Die Freude darüber war jedoch etwas verfrüht, wie sich später noch herausstellte.
Unsere eigentliche Anreise nach Calpe möchte ich ganz kurz mit der Überschrift "Pleiten, Pech und Pannen" beschreiben.
Pleite Nr.1:
Beim Einpacken bemerke ich, dass sich an meinem Vorderrad ein kapitaler Lagerschaden ankündigt (Lager kratzen beim Drehen der Nabe). Toll! Musste ich eben mein Campagnolo Nucleon Vorderrad mitnehmen, bei dem ich eigentlich nach 9 Dienstjahren täglich mit der Auflösung der Bremsflanke rechne ...
Pleite Nr.2:
Wir hatten extra bei der Autovermietung ein Fahrzeug aus der Kategorie "Peugeot Partner, VW Combo, o.ä" ausgesucht, weil wir ja 3 Radkoffer samt Gepäck und noch 3 Personen unterbringen mussten. An der Ausgabestelle verkündete uns die Dame dann freudestrahlend, dass das Fahrzeug gerade nicht verfügbar wäre, wir aber ohne Aufpreis ein Fahrzeug aus der nächsten Kategorie haben könnten. Prima, liebe Leute bei SIXT: schon einmal versucht, 3 80cm hohe Radkoffer aufrecht in einen Kombi reinzuquetschen. Und auch ganz toll, dass Ihr noch nicht einmal Euren Fehler eingestehen wolltet und uns nicht die Stornogebühren komplett erstattet wollt. Kundenbindung der anderen Art: für mich heißt das: NIE WIEDER SIXT! Und ich kann nur hoffen, dass viele Leser dieses Artikels ähnlich handeln werden. Umso netter waren die spanischen Taxifahrer, die für uns in der Gegend herumtelefonierten, um ein adäquat großes Taxi aufzutreiben. Hat dann auch prima geklappt und im Endeffekt nicht mehr gekostet als der Mietwagen.
Pleite Nr.3:
Im Hotel wird uns mitgeteilt, dass wir die Räder nicht auf die Zimmer mitnehmen dürften, weil einige Vorgänger von uns mit ihren Rädern dort wie die Vandalen gehaust hätten. Toll - mussten wir also extra eine Garage mieten (was selbstverständlich NICHT kostenlos war)
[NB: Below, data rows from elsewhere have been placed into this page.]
Issue #9752, opened 2021-09-16
Error checking in Info - setting unsupported keys in  `mne.Info` or `mne.Info` attributes partially works and doesn't show any warnings


mscheltienne:
In my preprocessing pipeline, I'm setting some information about the subjects. One of the interesting features is the age, or the birth year.  But MNE only supports the birthday as a tuple (year, month, day), as per the documentation of[ `mne.Info`](https://mne.tools/stable/generated/mne.Info.html).

Sadly, I do not have the exact birthday, and instead of setting it as (year, month, 1), I figured I could set a different `birthyear` or `age` argument directly. 

```
raw = mne.io.read_raw_fif(...)
raw.info['subject_info']['birthyear'] = 1995
{'id': 65, 'his_id': '065', 'birthyear': 1995, 'sex': 1}
raw.save(...)
```

And it worked really nicely. Until I saved and reloaded the file.

```
raw = mne.io.read_raw_fif(...)
raw.info['subject_info']
{'id': 65, 'his_id': '065', 'sex': 1}
```

The issue is that this emits no warning, no error, and yet the added data is not saved to disk.

If the dictionary stored in `'subject_info'` is not used by anything, and is just here for user-defined variables (*is this the case?*) then how about dropping the limitation on what the keys can be?

larsoner:
We have some history of trying to make things read-only, see for example https://github.com/mne-tools/mne-python/issues/7816#issuecomment-633226726. I don't remember the full discussion but that comment has a bunch of links

mscheltienne:
@larsoner Thanks for the bedside reading.
In my opinion, MNE and Python have both come a long way since the `Info` structure has been designed, and maybe it could (and need) to be reworked and improved.

As an end-user, I am always surprised by the structure of `Info`.
- Why is it a class where you access the attributes as you would with a dictionary?
- Why not a class with the attributes accessible as `Info.attribute`?
- Why only `ch_names` is accessible as `Info.ch_names`?

Obviously, you do get used to this structure; but it doesn't make it convenient. Most (if not all) IDE completion providers will not always work with the dictionary syntax `Info['` while they will with a plain attribute one `Info.`.

e.g. in IPython console:

![Screenshot 2021-09-17 at 11 11 35](https://user-images.githubusercontent.com/73893616/133757376-59415c1a-fd37-413e-b1ea-babae3fa88db.png)

e.g in Spyder IDE: (Kite is not that smart, but still..)

[...]

PR #9757, opened 2021-09-17
Make Info inherit from Bunch.

mscheltienne:
As discussed in #9752; a quick test of what would break if we change Info from a dict to a Bunch.
I gave it a quick test and the `copy()` method fails. `copy.deepcopy()` doesn't bring the set attributes and raises `AttributeError: 'Info' object has no attribute 'ch_names'`. Let's see if anything else breaks. 

For the `copy()` method, one quick solution would be to leave the only property `ch_names` in the code as it is now, but I think it might bite us later on.

If not too much code breaks, let's put some more thoughts into  `Bunch` and how to copy it to make sure it will work as intended.

### DIFF
--- a/doc/changes/latest.inc
+++ b/doc/changes/latest.inc
@@ -163,6 +163,7 @@ Enhancements
 
 - Reading EDF files via :func:`mne.io.read_raw_edf` now can infer channel type from the signal label in the EDF header (:gh:`9694` by `Adam Li`_)
 
+- Add :func:`mne.gui.locate_ieeg` to locate intracranial electrode contacts from a CT, an MRI (with Freesurfer ``recon-all``) and the channel names from an :class:`mne.Info` object (:gh:`9586` by `Alex Rockhill`_)
 
 Bugs
 ~~~~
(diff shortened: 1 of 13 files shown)


mscheltienne:
Notes following those 2 very quick tests: it doesn't look to me like it's going to be a pain to add. 

### Bunch from MNE

- Breaks `Info.copy()` method; deepcopy doesn't copy attributes and since I removed the `.ch_names` property, copied Info are missing `Info.ch_names`.

### Bunch from scikit-learn:

- Breaks `AssertionError: assert 'FIFFV_SSS_JOB_NOTHING' in ['__class__', '__contains__', '__delattr__', '__delitem__', '__dict__', '__dir__', ...]` in `mne.io.tests.test_constants`
- Breaks `Info(read_hdf5(fname_h5))` with `TypeError: __init__() takes 1 positional argument but 2 were given`. This is because I removed `*args` from `Info` initialization as I didn't see how it was fitting in.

Pleite Nr.4 (der Hammer des Tages)
Adi verkündet beim Zusammenbauen seines Gefährts, dass die Gewinde am Syntace Vorbau ausgerissen sind- also das Todesurteil für dieses Bauteil. Um Lästerern gleich den Wind aus den Segeln zu nehmen: Adi hat die Schrauben mit einem Drehmomentschlüssel vorschriftsmäßig angezogen.
Da war dann erst einmal die Stimmung am absoluten Nullpunkt angelangt
Doch die Rettung war nahe: im Hotel gibt es einen Schweizer Radreiseveranstalter inkl. Werkstatt. Der Mechaniker war so nett, Adi für die Zeit unseres Aufenthalts einen Vorbau auszuleihen. Vielen Dank Und weil die Jungs so nett waren, mache ich auch gerne Werbung für sie an dieser Stelle: www.gustizollinger.ch (Hallo @SIXT: merkt Ihr was?)